Magnetic tracking involves the use of magnetic field sensors to retrieve the position and orientation of one or multiple magnetic markers. It has been widely investigated in different fields to track the movement of objects when a free line of sight is not available, e.g., to track surgical tools during intra-body procedures. In this context, we proposed a novel interface for hand prostheses, named myokinetic control interface, in which magnets are implanted in the residual limb muscles to monitor their contractions and send appropriate commands to the artificial hand.

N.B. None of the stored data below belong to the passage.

PR #1680, opened 2015-05-12
USA ePay gateway will now indicate a manual entry

AnotherJoSmith:
Based on the requirements outlined in this email:

> From: Vlad Galyuz <vladg@usaepay.com>
> ...
> 2) You can set the card present flag and place the card number in the credit card field instead of the swipe field and that will indicate that it was manual entry.

@andrewpaliga @girasquid

### DIFF
--- a/lib/active_merchant/billing/credit_card.rb
+++ b/lib/active_merchant/billing/credit_card.rb
@@ -138,6 +138,15 @@ module ActiveMerchant #:nodoc:
       # @return [String]
       attr_accessor :track_data
 
+      # Returns or sets whether a card has been processed using manual entry.
+      #
+      # This attribute is optional and is only used by gateways who use this information in their transaction risk
+      # calculations. See {this page on 'card not present' transactions}[http://en.wikipedia.org/wiki/Card_not_present_transaction]
+      # for further explanation and examples of this kind of transaction.
+      #
+      # @return [true, false]
+      attr_accessor :manual_entry
+
       # Returns or sets the ICC/ASN1 credit card data for a EMV transaction, typically this is a BER-encoded TLV string.
       #
       # @return [String]
--- a/lib/active_merchant/billing/gateways/usa_epay_transaction.rb
+++ b/lib/active_merchant/billing/gateways/usa_epay_transaction.rb
@@ -178,7 +178,8 @@ module ActiveMerchant #:nodoc:
           post[:card]   = credit_card.number
           post[:cvv2]   = credit_card.verification_value if credit_card.verification_value?
           post[:expir]  = expdate(credit_card)
-          post[:name]   = credit_card.name
+          post[:name]   = credit_card.name unless credit_card.name.blank?
+          post[:cardpresent] = true if credit_card.manual_entry
         end
       end
 
@@ -256,4 +257,3 @@ module ActiveMerchant #:nodoc:
     end
   end
 end
-
--- a/test/remote/gateways/remote_usa_epay_transaction_test.rb
+++ b/test/remote/gateways/remote_usa_epay_transaction_test.rb
@@ -3,15 +3,15 @@ require 'test_helper'
 class RemoteUsaEpayTransactionTest < Test::Unit::TestCase
   def setup
     @gateway = UsaEpayTransactionGateway.new(fixtures(:usa_epay))
-    @creditcard = credit_card('4000100011112224')
+    @credit_card = credit_card('4000100011112224')
     @declined_card = credit_card('4000300011112220')
     @credit_card_with_track_data = credit_card_with_track_data('4000100011112224')
-    @options = { :billing_address => address(:zip => "27614", :state => "NC") }
+    @options = { :billing_address => address(:zip => "27614", :state => "NC")}
     @amount = 100
   end
 
   def test_successful_purchase
-    assert response = @gateway.purchase(@amount, @creditcard, @options)
+    assert response = @gateway.purchase(@amount, @credit_card, @options)
     assert_equal 'Success', response.message
     assert_success response
   end
@@ -22,8 +22,22 @@ class RemoteUsaEpayTransactionTest < Test::Unit::TestCase
     assert_success response
   end
 
+  def test_successful_authorization_with_manual_entry
+    @credit_card.manual_entry = true
+    assert response = @gateway.authorize(@amount, @credit_card, @options)
+    assert_equal 'Success', response.message
+    assert_success response
+  end
+
+   def test_successful_purchase_with_manual_entry
+    @credit_card.manual_entry = true
+    assert response = @gateway.purchase(@amount, @credit_card, @options)
+    assert_equal 'Success', response.message
+    assert_success response
+   end
+
   def test_successful_purchase_with_extra_details
-    assert response = @gateway.purchase(@amount, @creditcard, @options.merge(:order_id => generate_unique_id, :description => "socool"))
+    assert response = @gateway.purchase(@amount, @credit_card, @options.merge(:order_id => generate_unique_id, :description => "socool"))
     assert_equal 'Success', response.message
     assert_success response
   end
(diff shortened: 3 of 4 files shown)


test/remote/gateways/remote_usa_epay_transaction_test.rb
```diff
@@ -6,7 +6,7 @@ def setup
     @creditcard = credit_card('4000100011112224')
     @declined_card = credit_card('4000300011112220')
     @credit_card_with_track_data = credit_card_with_track_data('4000100011112224')
-    @options = { :billing_address => address(:zip => "27614", :state => "NC") }
+    @options = { :billing_address => address(:zip => "27614", :state => "NC"), :manual_entry => false }
```
andrewpaliga: I would leave the default as not passing a `:manual_entry` option

test/remote/gateways/remote_usa_epay_transaction_test.rb
```diff
@@ -22,6 +22,12 @@ def test_successful_purchase_with_track_data
     assert_success response
   end
 
+   def test_successful_purchase_with_manual_entry
+    assert response = @gateway.purchase(@amount, @creditcard, @options.merge(:manual_entry => true))
+    assert_equal 'Success', response.message
+    assert_success response
+   end
+
```
andrewpaliga: test for authorizations?

andrewpaliga:
@ntalbott fyi

ntalbott:
I think this is fine, and so long as the default behavior stays the same I don't think we'll have any issue with it.

The only thing I'd say is that "manual entry" feels like a `CreditCard` property, so I wonder if it should be a settable flag at the top level. Do any other adapters have a similar flag?

test/remote/gateways/remote_usa_epay_transaction_test.rb
girasquid: :+1: for this

girasquid:
> "manual entry" feels like a CreditCard property, so I wonder if it should be a settable flag at the top level.

:+1: from me for this; it seems like something a `CreditCard` should know about itself.

> Do any other adapters have a similar flag?

I think so, but I'll let @andrewpaliga confirm.

Overall I'm :+1: on this PR once a test for authorize gets added, but I think when we update another integration to support manual entry we should add the property to `CreditCard` as well.

test/remote/gateways/remote_usa_epay_transaction_test.rb
AnotherJoSmith: Will add one

AnotherJoSmith:
I'll be adding a similar check to Authorization.net, but those are the only two that I was told about.

andrewpaliga:
Yeah I agree it makes more sense on the `CreditCard`, let's make that change. Default behaviour will stay the same. I haven't seen the flag on any other adapters.

AnotherJoSmith:
I added a property to CreditCard instead of checking for `:manual_entry` in options. Let me know if this is alright.

lib/active_merchant/billing/gateways/usa_epay_transaction.rb
```diff
@@ -170,7 +170,7 @@ def add_invoice(post, options)
         post[:description]  = options[:description]
       end
 
-      def add_credit_card(post, credit_card)
+      def add_credit_card(post, credit_card, options)
```
ntalbott: Adding `options` to this method signature is no longer necessary, right?

lib/active_merchant/billing/credit_card.rb
```diff
@@ -138,6 +138,15 @@ def brand=(value)
...
       attr_accessor :track_data
 
+      # Returns or sets whether a card has been processed using manual entry.
+      #
+      # This attribute is optional and is only used by gateways who use this information in their transaction risk
+      # calculations. See {this page on 'card not present' transactions}[http://en.wikipedia.org/wiki/Card_not_present_transaction]
+      # for further explanation and examples of this kind of transactions.
+      #
+      # @return [true, false]
+      attr_accessor :manual_entry
```
ntalbott: :+1:

ntalbott:
Some changes you can probably back out, but in general LGTM.

lib/active_merchant/billing/gateways/usa_epay_transaction.rb
AnotherJoSmith: True, will remove this

lib/active_merchant/billing/credit_card.rb
```diff
@@ -138,6 +138,15 @@ def brand=(value)
       # @return [String]
       attr_accessor :track_data
 
+      # Returns or sets whether a card has been processed using manual entry.
+      #
+      # This attribute is optional and is only used by gateways who use this information in their transaction risk
+      # calculations. See {this page on 'card not present' transactions}[http://en.wikipedia.org/wiki/Card_not_present_transaction]
+      # for further explanation and examples of this kind of transactions.
```
girasquid: I think transaction should be singular, here

test/remote/gateways/remote_usa_epay_transaction_test.rb
```diff
@@ -22,6 +22,20 @@ def test_successful_purchase_with_track_data
     assert_success response
   end
 
+  def test_successful_authorization_with_manual_entry
+    @credit_card.manual_entry = true
```
girasquid: You're setting `manual_entry` on `@credit_card`, but the setup method is setting up `@creditcard`. Does this test pass? Should it?

test/remote/gateways/remote_usa_epay_transaction_test.rb
```diff
@@ -22,6 +22,20 @@ def test_successful_purchase_with_track_data
...
+    assert response = @gateway.authorize(@amount, @creditcard, @options)
+    assert_equal 'Success', response.message
+    assert_success response
+  end
+
+   def test_successful_purchase_with_manual_entry
+    @credit_card.manual_entry = true
```
girasquid: Same question here

test/remote/gateways/remote_usa_epay_transaction_test.rb
AnotherJoSmith: Hmmm they pass but I guess that is because the manual_entry parameter is optional. Since credit card is two words should I refactor the test to use `@credit_card`?

girasquid: I'd lean towards using the `@creditcard` variable for this, but if you'd rather rename it I'm cool with that too.

AnotherJoSmith: `@creditcard` is used 31 times in the test directory vs 2893 times for `@credit_card` so i think I will change it.

girasquid: :cool:

lib/active_merchant/billing/gateways/usa_epay_transaction.rb
```diff
@@ -178,7 +178,8 @@ def add_credit_card(post, credit_card)
           post[:card]   = credit_card.number
           post[:cvv2]   = credit_card.verification_value if credit_card.verification_value?
           post[:expir]  = expdate(credit_card)
-          post[:name]   = credit_card.name
+          post[:name]   = credit_card.name unless credit_card.name.blank?
+          post[:cardpresent] = true if credit_card.manual_entry
```
girasquid: Is there any repercussion to passing this in as `false`? If there isn't, this could be `post[:cardpresent] = credit_card.manual_entry`

girasquid: Thinking about it more - I think what you have here reads clearer right now, especially if this isn't required for all transactions.

AnotherJoSmith: Could be nil though

girasquid: Yeah, fair point. Stick with what you have here.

Within this concept, the interface requires a transcutaneous magnet localizer that can seamlessly integrate into a self-contained limb prosthesis—a feature yet to be realized in the current state of the art. In an attempt to bridge this gap, we have developed a modular embedded system comprising a computation unit capable of acquiring synchronized samples from up to eight acquisition units, each hosting 20 magnetic field sensors. Such a system enables the real-time localization of multiple magnets, thereby allowing to selectively track the movement of multiple targeted muscles in parallel.
The system exhibits short computation times and power consumption suitable for use in wearable devices such as prosthetic arms. It proved able to localize up to eight magnets while moving at speeds in the range of physiological movements, with high accuracy (<1mm) and precision (<0.5mm). Overall, the proposed system meets all the requirements needed for the implementation of a self-contained myokinetic prosthetic hand and paves the way for its clinical implementation, potentially restoring intuitive and parallel control over multiple degrees-of-freedom of an artificial hand.